Collect every line below that contains the word "idaes".

[Data provided Boundary: Start]

PR #875, opened 2022-12-20
Flowsheet demonstration of IonExchange0D

kurbansitterley:
## Fixes/Resolves:

Simulation and optimization example for IonExchange0D unit model in flowsheet

## Summary/Motivation:

Create flowsheet demonstration file to be used in lab report for IX model. 

- add ``ion_exchange_demo.py`` to flowsheet examples
- add test file

### Legal Acknowledgement


watertap/examples/flowsheets/ion_exchange/ion_exchange_demo.py
```diff
@@ -0,0 +1,333 @@
...
+    solver.solve(ix)
+    # num_col = np.ceil(ix.number_columns())  # To eliminate fractional number of columns
+    # bed_depth = ix.bed_depth()
+    # ix.bed_depth.fix(bed_depth)
+    # ix.number_columns.fix(num_col)
+
+
+def get_ion_config(ions):
+
+    if not isinstance(ions, list):
```
bknueven:
```suggestion
    if not isinstance(ions, (list, tuple)):
```
Just to make this a bit more robust ..

bknueven: You might also ask instead
```suggestion
    if isinstance(ions, str):
```
If we expect the ion list to be expressed as a list of strings.

watertap/examples/flowsheets/ion_exchange/ion_exchange_demo.py
```diff
@@ -0,0 +1,333 @@
...
+    num_col = np.ceil(ix.number_columns())  # To eliminate fractional number of columns
+    bed_depth = ix.bed_depth()
+    ix.bed_depth.fix(bed_depth)
+    ix.number_columns.fix(num_col)
+    check_dof(m)
+    results = solver.solve(m)
+    assert_optimal_termination(results)
+    print(f"\nDOF = {degrees_of_freedom(m)}")
+    print(f"Model solve {results.solver.termination_condition.swapcase()}")
+    display_results(m)
```
bknueven, line 73:
```suggestion
    display_results(m)
    
    return m
```

watertap/examples/flowsheets/ion_exchange/ion_exchange_demo.py
```diff
@@ -0,0 +1,333 @@
...
+        print(
+            f'{f"Conc. Out [{ion}, mg/L]":<40s}{pyunits.convert(prop_out.conc_mass_phase_comp[liq, ion], to_units=pyunits.mg/pyunits.L)():<40.3e}{"mg/L":<40s}'
+        )
+        print(
+            f'{f"Conc. Regen [{ion}, mg/L]":<40s}{pyunits.convert(prop_regen.conc_mass_phase_comp[liq, ion], to_units=pyunits.mg/pyunits.L)():<40.3e}{"mg/L":<40s}'
+        )
+
+
+if __name__ == "__main__":
+    main()
```
bknueven:
```suggestion
    m = main()
```

This is just a suggestion (along with `main` returning `m`), which can make it a bit nicer to interact with the flowsheet in the python notebook. (E.g., you can execute `%run ion_exchange_demo.py` and have the model available in your environment.)

watertap/examples/flowsheets/ion_exchange/tests/test_ion_exchange_demo.py
```diff
@@ -0,0 +1,210 @@
...
+            1.10981, abs=1e-4
+        )
+        assert value(m.fs.costing.specific_energy_consumption) == pytest.approx(
+            0.032097, abs=0.0001
+        )
+        assert value(m.fs.costing.LCOW) == pytest.approx(0.160, abs=0.001)
+
+    @pytest.mark.unit
+    def test_main_fun(self):
+        ixf.main()
```
bknueven: If you have `main` return the model, you could also spot check the same values you do immediately above.

watertap/examples/flowsheets/ion_exchange/ion_exchange_demo.py
```diff
@@ -0,0 +1,333 @@
...
+from idaes.core.util.scaling import set_scaling_factor, calculate_scaling_factors
+from idaes.core.util.initialization import propagate_state
+from idaes.models.unit_models import Product, Feed
+
+from watertap.core.util.initialization import check_dof
+from watertap.property_models.multicomp_aq_sol_prop_pack import MCASParameterBlock
+from watertap.unit_models.ion_exchange_0D import IonExchange0D
+from watertap.costing import WaterTAPCosting
+
+import numpy as np
```
bknueven: Since we only use `ceil`, from `numpy`, we should just use the equivalent in `math` (which is built-in).
E.g.,
```python
import math

num_col = math.ceil(ix.number_columns())
```

watertap/examples/flowsheets/ion_exchange/tests/test_ion_exchange_demo.py
```diff
@@ -0,0 +1,210 @@
...
+        assert value(m.fs.product.properties[0].flow_vol_phase["Liq"]) == pytest.approx(
+            0.049901566, abs=1e-6
+        )
+        assert value(m.fs.regen.properties[0].flow_vol_phase["Liq"]) == pytest.approx(
+            0.016666, abs=1e-6
+        )
+        ix = m.fs.ion_exchange
+        num_col = np.ceil(
+            ix.number_columns()
+        )  # To eliminate fractional number of columns
```
bknueven:
```suggestion
        # To eliminate fractional number of columns
        num_col = math.ceil(ix.number_columns())  
```
Similar to my comment above in the demo.

watertap/examples/flowsheets/ion_exchange/ion_exchange_demo.py
```diff
@@ -0,0 +1,333 @@
...
+    ix.dimensionless_time.unfix()
+    # Can optimize around different design variables, e.g., bed_depth, service_flow_rate (or combinations of these)
+    # Here demonstrates optimization around column design
+    ix.number_columns.unfix()
+    ix.bed_depth.unfix()
+    solver.solve(ix)
+    # num_col = np.ceil(ix.number_columns())  # To eliminate fractional number of columns
+    # bed_depth = ix.bed_depth()
+    # ix.bed_depth.fix(bed_depth)
+    # ix.number_columns.fix(num_col)
```
bknueven: Since this is a demo, maybe it makes sense to keep this commented code? Not sure.

bknueven (commented):
Looks pretty good. I just have a few minor comments.

watertap/examples/flowsheets/ion_exchange/ion_exchange_demo.py
```diff
@@ -0,0 +1,333 @@
...
+    for ion in ions:
+        ion_config["solute_list"].append(ion)
+        ion_config["diffusivity_data"][("Liq", ion)] = diff_data[ion]
+        ion_config["mw_data"][ion] = mw_data[ion]
+        ion_config["charge"][ion] = charge_data[ion]
+    return ion_config
+
+
+def display_results(m):
+
```
hunterbarber, line 363: How different is this than the `.report()`? If this truly is to serve as a demo what is the value in custom reporting if there is a report options internal to WaterTAP and the IX unit model?

watertap/examples/flowsheets/ion_exchange/ion_exchange_demo.py
```diff
@@ -0,0 +1,333 @@
...
+    check_dof(m)
+    results = solver.solve(m)
+    assert_optimal_termination(results)
+    print(f"\nDOF = {degrees_of_freedom(m)}")
+    print(f"Model solve {results.solver.termination_condition.swapcase()}")
+    display_results(m)
+
+    optimize_system(m)
+    ix = m.fs.ion_exchange
+    num_col = np.ceil(ix.number_columns())  # To eliminate fractional number of columns
```
hunterbarber:
```suggestion
    # To eliminate fractional number of columns
    num_col = np.ceil(ix.number_columns()) 
```

watertap/examples/flowsheets/ion_exchange/tests/test_ion_exchange_demo.py
```diff
@@ -0,0 +1,210 @@
...
+        bed_depth = ix.bed_depth()
+        ix.bed_depth.fix(bed_depth)
+        ix.number_columns.fix(num_col)
```
hunterbarber, line 194: Did you ensure the ceil of the solution is truly the optimum and no weird concavity in the optimization exists? Without pure integer optimization, if the optimization solved to 4.2, 4 could actually be more optimum than 5. This may be possible with the objective function as LCOW, although not possible for something like minimizing a sizing parameter.

hunterbarber (commented):
a few comments that may be relevant

watertap/examples/flowsheets/ion_exchange/ion_exchange_demo.py
adam-a-a: We could check what the ion exchange unit model has in its `_get_performance_contents` method to use `.report()`. With that said, we have been using `display_results` across most flowsheets just to display flowsheet level results that might go beyond a particular unit model. However, we probably could use `.report()` to display the IX model's outputs under this function.

kurbansitterley: IX unit model has both of those methods, but they need to be updated. Will be quick, but I will have to make a separate PR for it. 

Also a downside to ``.report()`` is it doesn't display costing data, which I wanted to include in the demo here.

watertap/examples/flowsheets/ion_exchange/tests/test_ion_exchange_demo.py
kurbansitterley: I have done no real statistics based checking on this outside of some I made during the initial model development that showed minimal impact to LCOW when using floor or ceil, and I figured this was acceptable given the lack of integer optimization for our solver (and that I would leave it to the user to pick one or the other, or neither if they are mostly looking for costing results rather than design and so would be ok with fractional column values). 

I also found that the model is generally pushing the bounds of the column sizing variables and using floor can lead to less reliable solves because you are trying to cram the same amount of resin into fewer columns, thus the columns must be bigger. So I always use ceil... but yeah the design aspect of this model is not ideal for that reason.

bknueven: #885 is related -- where we have a parameter we might want to be an integer variable in certain contexts.

watertap/examples/flowsheets/ion_exchange/tests/test_ion_exchange_demo.py
kurbansitterley: switched to ``math``

watertap/examples/flowsheets/ion_exchange/ion_exchange_demo.py
kurbansitterley: Incorporated these suggestions.

watertap/examples/flowsheets/ion_exchange/tests/test_ion_exchange_demo.py
hunterbarber: Yea, this is definitely larger than the scope of this. I think this is fine to pass and have #885 to capture this for the future.

hunterbarber (approved):
Changes since last review are all minor, LGTM.

watertap/examples/flowsheets/ion_exchange/ion_exchange_demo.py
```diff
@@ -0,0 +1,424 @@
...
+    # To adjust solution to fixed-pattern to achieve desired effluent, must unfix dimensionless_time.
+    ix.dimensionless_time.unfix()
+    # Can optimize around different design variables, e.g., bed_depth, service_flow_rate (or combinations of these)
+    # Here demonstrates optimization around column design
+    ix.number_columns.unfix()
+    ix.bed_depth.unfix()
+    solver.solve(ix)
+
+
+def get_ion_config(ions):
```
avdudchenko, line 329: We might want to add commetnts here on what parameters/data needed.

avdudchenko (approved):
This look clear enough to me.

[Data provided Boundary: End]

**Response box**
+from idaes.core.util.scaling import set_scaling_factor, calculate_scaling_factors
+from idaes.core.util.initialization import propagate_state
+from idaes.models.unit_models import Product, Feed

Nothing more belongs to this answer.